Clearly the big idea is to establish themselves as a big-idea group with the sort of integrity and ambition that last year's catchy hit single "I'm Not OK (I Promise)" didn't even hint at.

Mission accomplished, more or less. MCR pretty brilliantly mashes classic rock's bloat with punk's lean, surging energy, which is no easy task. Theatrical bombast and raw economy make strange bedfellows, but that's exactly the sort of paradox that makes "The Black Parade" so engaging. The album begins with a perverse welcoming waltz called "The End" and moves directly to the noisy ditty "Dead!" and "This Is How I Disappear," a gallop to the cosmic finish line that, along with a few other tracks, sticks closer to standard-issue emo than it should. In fact , it's a great surge of a song. But why bother with the retreads when you're capable of cracking the mold with pieces like "Welcome to the Black Parade," an elegant, measured march that shifts into raucous double time and becomes a gleeful joyride to the abyss? Or the Clash-Cab Calloway collision "House of Wolves" ?

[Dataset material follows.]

PR #2604, opened 2025-12-23
Feature/duckdb node neo

jswir:
## Summary

Migrate `@malloydata/db-duckdb` from the legacy `duckdb` package to `@duckdb/node-api` (Node Neo).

Happily, perhaps ironically, there's more to celebrate than mourn on this musical death march. "A Clockwork Orange" meets T. Rex in the stiff, vintage riffs of "Teenagers," a deliciously twisted explication of adolescence, and the grotesque is given loving, piano-ballad treatment on "Cancer," where frontman Gerard Way nestles contentedly into lines like "I'm soggy from the chemo." Just when it dawns on you that ominous, frantically feel-good "Mama" is the rock generation's answer to "Cabaret," Liza Minnelli starts to sing. It's an incredibly weird and impossibly perfect moment ; the first time we sense the seed of hope that blossoms on the final track.

"I'm not afraid to keep on living/I'm not afraid to walk this world alone," bellows the Patient in "Famous Last Words" over a mess of majestic guitars and pummeling drums. If he can survive the hell of the preceding 12 tracks and live to tell, we're all obliged to give it a go.